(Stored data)
_ _ _ _

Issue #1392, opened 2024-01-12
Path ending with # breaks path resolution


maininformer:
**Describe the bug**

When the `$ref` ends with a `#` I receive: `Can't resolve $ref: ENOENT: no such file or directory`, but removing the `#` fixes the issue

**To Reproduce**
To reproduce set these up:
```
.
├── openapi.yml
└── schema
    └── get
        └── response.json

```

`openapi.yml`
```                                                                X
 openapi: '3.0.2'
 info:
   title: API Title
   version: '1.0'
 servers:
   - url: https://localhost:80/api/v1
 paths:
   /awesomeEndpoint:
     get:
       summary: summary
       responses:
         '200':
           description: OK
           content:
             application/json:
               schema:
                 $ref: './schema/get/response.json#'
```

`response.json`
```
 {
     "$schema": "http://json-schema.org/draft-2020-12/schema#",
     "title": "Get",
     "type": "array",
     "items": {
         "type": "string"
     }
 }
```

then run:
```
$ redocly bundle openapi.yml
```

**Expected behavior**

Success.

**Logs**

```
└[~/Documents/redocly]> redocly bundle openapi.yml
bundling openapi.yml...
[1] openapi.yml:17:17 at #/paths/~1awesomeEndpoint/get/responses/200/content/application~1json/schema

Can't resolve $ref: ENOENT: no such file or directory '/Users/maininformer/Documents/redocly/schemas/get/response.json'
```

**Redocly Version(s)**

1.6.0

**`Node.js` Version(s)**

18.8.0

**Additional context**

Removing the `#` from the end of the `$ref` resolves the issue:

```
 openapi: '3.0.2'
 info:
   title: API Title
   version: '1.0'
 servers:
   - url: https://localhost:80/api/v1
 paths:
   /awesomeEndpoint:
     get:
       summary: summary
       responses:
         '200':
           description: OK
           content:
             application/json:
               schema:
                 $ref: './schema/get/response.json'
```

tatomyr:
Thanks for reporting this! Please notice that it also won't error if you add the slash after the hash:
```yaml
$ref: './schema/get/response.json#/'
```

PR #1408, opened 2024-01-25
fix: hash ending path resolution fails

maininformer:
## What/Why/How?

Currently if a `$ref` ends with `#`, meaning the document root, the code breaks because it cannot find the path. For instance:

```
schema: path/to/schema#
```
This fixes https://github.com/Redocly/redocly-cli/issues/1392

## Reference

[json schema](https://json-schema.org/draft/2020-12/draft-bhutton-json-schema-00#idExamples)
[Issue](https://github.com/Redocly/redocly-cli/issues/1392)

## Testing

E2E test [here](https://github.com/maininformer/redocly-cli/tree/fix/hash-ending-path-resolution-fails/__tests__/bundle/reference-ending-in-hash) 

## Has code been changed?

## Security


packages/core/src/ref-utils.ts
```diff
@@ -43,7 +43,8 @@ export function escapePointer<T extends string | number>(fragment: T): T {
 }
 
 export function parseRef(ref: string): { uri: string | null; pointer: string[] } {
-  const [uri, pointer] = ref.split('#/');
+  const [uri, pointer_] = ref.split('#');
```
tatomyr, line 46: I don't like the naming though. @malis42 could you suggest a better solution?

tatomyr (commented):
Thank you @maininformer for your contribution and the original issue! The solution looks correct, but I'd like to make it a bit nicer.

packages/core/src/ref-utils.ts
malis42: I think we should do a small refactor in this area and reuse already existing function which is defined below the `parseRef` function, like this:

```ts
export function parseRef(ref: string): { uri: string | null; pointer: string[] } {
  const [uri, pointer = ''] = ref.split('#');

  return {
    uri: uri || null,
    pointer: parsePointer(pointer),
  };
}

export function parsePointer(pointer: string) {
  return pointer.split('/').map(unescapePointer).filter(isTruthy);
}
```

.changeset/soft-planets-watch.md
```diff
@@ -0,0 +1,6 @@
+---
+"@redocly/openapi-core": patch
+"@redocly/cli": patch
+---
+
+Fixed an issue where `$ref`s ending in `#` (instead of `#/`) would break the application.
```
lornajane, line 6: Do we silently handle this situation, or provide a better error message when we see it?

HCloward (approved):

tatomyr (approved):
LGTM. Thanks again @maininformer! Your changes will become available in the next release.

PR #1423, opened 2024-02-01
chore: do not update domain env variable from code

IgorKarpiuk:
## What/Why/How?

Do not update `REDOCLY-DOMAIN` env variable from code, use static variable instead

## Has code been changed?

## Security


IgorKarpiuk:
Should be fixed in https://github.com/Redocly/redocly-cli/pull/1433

_ _ _ _

**EXERCISE AIM**:
Please give all of the entries again, exactly as written.

**WORKED SOLUTION**:
Issue #1392, opened 2024-01-12
Path ending with # breaks path resolution


maininformer:
**Describe the bug**

When the `$ref` ends with a `#` I receive: `Can't resolve $ref: ENOENT: no such file or directory`, but removing the `#` fixes the issue

**To Reproduce**
To reproduce set these up:
```
.
├── openapi.yml
└── schema
    └── get
        └── response.json

```

`openapi.yml`
```                                                                X
 openapi: '3.0.2'
 info:
   title: API Title
   version: '1.0'
 servers:
   - url: https://localhost:80/api/v1
 paths:
   /awesomeEndpoint:
     get:
       summary: summary
       responses:
         '200':
           description: OK
           content:
             application/json:
               schema:
                 $ref: './schema/get/response.json#'
```

`response.json`
```
 {
     "$schema": "http://json-schema.org/draft-2020-12/schema#",
     "title": "Get",
     "type": "array",
     "items": {
         "type": "string"
     }
 }
```

then run:
```
$ redocly bundle openapi.yml
```

**Expected behavior**

Success.

**Logs**

```
└[~/Documents/redocly]> redocly bundle openapi.yml
bundling openapi.yml...
[1] openapi.yml:17:17 at #/paths/~1awesomeEndpoint/get/responses/200/content/application~1json/schema

Can't resolve $ref: ENOENT: no such file or directory '/Users/maininformer/Documents/redocly/schemas/get/response.json'
```

**Redocly Version(s)**

1.6.0

**`Node.js` Version(s)**

18.8.0

**Additional context**

Removing the `#` from the end of the `$ref` resolves the issue:

```
 openapi: '3.0.2'
 info:
   title: API Title
   version: '1.0'
 servers:
   - url: https://localhost:80/api/v1
 paths:
   /awesomeEndpoint:
     get:
       summary: summary
       responses:
         '200':
           description: OK
           content:
             application/json:
               schema:
                 $ref: './schema/get/response.json'
```

tatomyr:
Thanks for reporting this! Please notice that it also won't error if you add the slash after the hash:
```yaml
$ref: './schema/get/response.json#/'
```

PR #1408, opened 2024-01-25
fix: hash ending path resolution fails

maininformer:
## What/Why/How?

Currently if a `$ref` ends with `#`, meaning the document root, the code breaks because it cannot find the path. For instance:

```
schema: path/to/schema#
```
This fixes https://github.com/Redocly/redocly-cli/issues/1392

## Reference

[json schema](https://json-schema.org/draft/2020-12/draft-bhutton-json-schema-00#idExamples)
[Issue](https://github.com/Redocly/redocly-cli/issues/1392)

## Testing

E2E test [here](https://github.com/maininformer/redocly-cli/tree/fix/hash-ending-path-resolution-fails/__tests__/bundle/reference-ending-in-hash) 

## Has code been changed?

## Security


packages/core/src/ref-utils.ts
```diff
@@ -43,7 +43,8 @@ export function escapePointer<T extends string | number>(fragment: T): T {
 }
 
 export function parseRef(ref: string): { uri: string | null; pointer: string[] } {
-  const [uri, pointer] = ref.split('#/');
+  const [uri, pointer_] = ref.split('#');
```
tatomyr, line 46: I don't like the naming though. @malis42 could you suggest a better solution?

tatomyr (commented):
Thank you @maininformer for your contribution and the original issue! The solution looks correct, but I'd like to make it a bit nicer.

packages/core/src/ref-utils.ts
malis42: I think we should do a small refactor in this area and reuse already existing function which is defined below the `parseRef` function, like this:

```ts
export function parseRef(ref: string): { uri: string | null; pointer: string[] } {
  const [uri, pointer = ''] = ref.split('#');

  return {
    uri: uri || null,
    pointer: parsePointer(pointer),
  };
}

export function parsePointer(pointer: string) {
  return pointer.split('/').map(unescapePointer).filter(isTruthy);
}
```

.changeset/soft-planets-watch.md
```diff
@@ -0,0 +1,6 @@
+---
+"@redocly/openapi-core": patch
+"@redocly/cli": patch
+---
+
+Fixed an issue where `$ref`s ending in `#` (instead of `#/`) would break the application.
```
lornajane, line 6: Do we silently handle this situation, or provide a better error message when we see it?

HCloward (approved):

tatomyr (approved):
LGTM. Thanks again @maininformer! Your changes will become available in the next release.

PR #1423, opened 2024-02-01
chore: do not update domain env variable from code

IgorKarpiuk:
## What/Why/How?

Do not update `REDOCLY-DOMAIN` env variable from code, use static variable instead

## Has code been changed?

## Security


IgorKarpiuk:
Should be fixed in https://github.com/Redocly/redocly-cli/pull/1433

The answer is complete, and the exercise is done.